魔王の眷族、地竜ユンボ出撃! チート能力は土木作業です。
@masaki-t
第1話 他人の不幸は蜜の味。俺の不幸は異世界転生、南無 ······ 。
スマホの着信音が鳴った。
俺はベッドの上で寝返りをうった。
天井だ。
射し込む朝日がキラキラと光る。
部屋のホコリなんだろうけど、俺は美しいと思った。
スマホはなおも自己主張したけど、取る気にはなれない。
着信音が切れた。
悲しみが限度を越えると、涙も出ないらしい。
何でよりによって、俺の大事な人たちがまとめて亡くなるんだ!
俺は事故を起こした航空会社を呪った。
これじゃあ、翔旭司一座が全滅じゃないか!
俺は失った大事な人たちを思い出さずにはいられない。
じいちゃん。
世界的に有名なマジシャンで、翔旭司一座の創設者。
世間では有名人だ。
でも、俺にとっては何でも言うことをきいてくれる、優しいじいちゃんだった。
翔旭司は継がない、人の命を救う医者になる。
そう俺が宣言したときも、何も言わずに許してくれた。
親父。
翔旭司を継ぐ立場だったけど、じいちゃんとは確執があった。
天才マジシャンと讃えられた、じいちゃん。
それと比べられて、2代目は平凡だ、物足りない、などと言われ続けたらしい。
親父は同じ土俵を避けた。
派手なメイクをして、魔王ヴァルダムと名乗り、黒魔術と称するマジックショーを始めたのだ。
じいちゃんは激怒、親父は実質勘当状態となった。
そしてお袋。
親父が、魔王としてテレビに出たときのADだったらしい。
そして結婚するくらいの魔王好きが、じいちゃんは気に入らなかったらしい。
お袋もじいちゃんに相手にされなかった。
でも、俺は別だった。
魔王人気に陰りがでて、生活が苦しくなった親父に代わって俺を引き取り、育ててくれた。
内心では翔旭司を継いで欲しかったのだろう。
でも、残念ながら俺の才能は親父似だったようで、特にマジックへの熱意は起きなかった。
他にもよく知ったおじさん ······ と言ったら失礼だな。
じいちゃん、翔旭司夢幻斎のお弟子さんが何人も亡くなった。
これでは翔旭司一座はもう解散するしかない。
俺はベッドから上半身を起こして座ると、神様に悪態をつかない訳にはいかなかった。
「親父がついに魔王ヴァルダムを封印、じいちゃんと和解したんだ。
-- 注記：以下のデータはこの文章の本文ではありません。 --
PR #1012, opened 2025-09-18
Fixed stripTypeName function

msrathore-db:
## Description

Updated the stripTypeName function to strip the type only when it contains the close bracket in the end. This would parse ARRAY<DECIMAL(10,2)> correctly. 
## Testing

Added unit test

[PECOBLR-951](https://databricks.atlassian.net/browse/PECOBLR-951)


jayantsing-db (commented):
Could you please remind me that why we need such client side parsing for metadata?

」
「これからは元の名前、翔旭司玄隆斎に戻って一座を引き継ぐと発表したんだ。」
「まさにこれからだったんだ。」
「初披露マジックショーが開かれる東京、そこに向かう飛行機がどうして墜ちるんだ!」
「俺を狙い撃ちしたのか、神様!」
神様は答えてくれなかった。
いや、逆だな。
俺一人が助かったというべきか。
大学の試験が近いから、おまえはそのままアパートに残れ、とじいちゃんが止めてくれたんだ。
俺は福岡の某大学の医学部生だ。
飛行機事故の第一報が流れたとき、友人の藤沢哲也(TF)が、すぐに家に帰れと助言してくれた。
俺は今、実家の黒川家、じいちゃんの家にいる。
ここは高校時代に使っていた自分の部屋だ。
部屋は当時のままで、何も変わっていない。
いつでも帰ってこられるようにと、じいちゃんがそのままにしておいてくれたからだ。
スマホを見ると、着信以外にもメールが入っている。
そうか、親戚のおじさん達がここに集まるのか。
でも、返信する気になれなかった。
またスマホの着信音だ。
ああ、うるさい!
ここまでしつこいのはマスコミ関係者か?
じいちゃんは有名人だけど、孫は一般人だぞ!
黒川邸のまわりでカメラを構え、中を
そこで俺は気付いた。
何か静かだ。
人間がいっぱい集まった、喧騒というものが感じられない。
また着信音。
俺は舌打ちした。
しつこい、いったい誰だ!
スマホを取って見ると、TFの表示。
友人の藤沢哲也だ。
こいつの通称はてっちゃん。
ド定番なんだが、本人はそう呼ばれるのを嫌って、TFと呼べ、と強要する変な奴だ。
ミュージシャンのTKを意識してるんだろうか?
賛同する友人はいないと思うんだが。
でも性格は冷静沈着、頭脳明晰で頼りになる奴だ。
そんな奴が、何をしつこく ······ 。
俺は電話を取った。
「もしもし。」
「おい隆司、無事か! 生きてるか!」
「何を言ってんだ? 俺は普通に生きてるぞ。」
「おまえ、今どこにいる?」
「実家の黒川家に決まってるじゃないか。すぐに帰れ、と言ったのはおまえだぞ。」
「それ、本当なんだな? 本当に大牟田の黒川家にいるんだな?」
「ああ、本当だ。嘘をついてどうする。」
「 ······ ニュースを見てみろ。おまえの実家が突然消滅したと、大ニュースになってるぞ!」
「えっ、マジか! 俺は家の中にいるぞ。」
俺は部屋のテレビに駆け寄ると、スイッチを入れた。
「 ······ 繰り返します。昨日航空機事故で亡くなった翔旭司夢幻斎、本名黒川隆久氏の福岡県の自宅が、突然消滅したとの一報が入りました。現地の記者によりますと、突然変な色の稲妻のようなものが湧き上がってきて、黒川邸を覆ったと思ったら、突然家全体が消滅したとのことです。これが現在の様子です。」
「家全体が、庭を含めてきれいさっぱり無くなってますね。今はちょっとした林のように見えます。あの、翔旭司夢幻斎氏の自宅ですから、何かとんでもないマジックが仕掛けてあったのでしょうかね。」
俺はそこまで聞くと、スマホを握って外に飛び出した。
黒川家は地元の名家、旧家というやつで、敷地が広くて蔵がいくつもある、いわゆる豪邸という家だ。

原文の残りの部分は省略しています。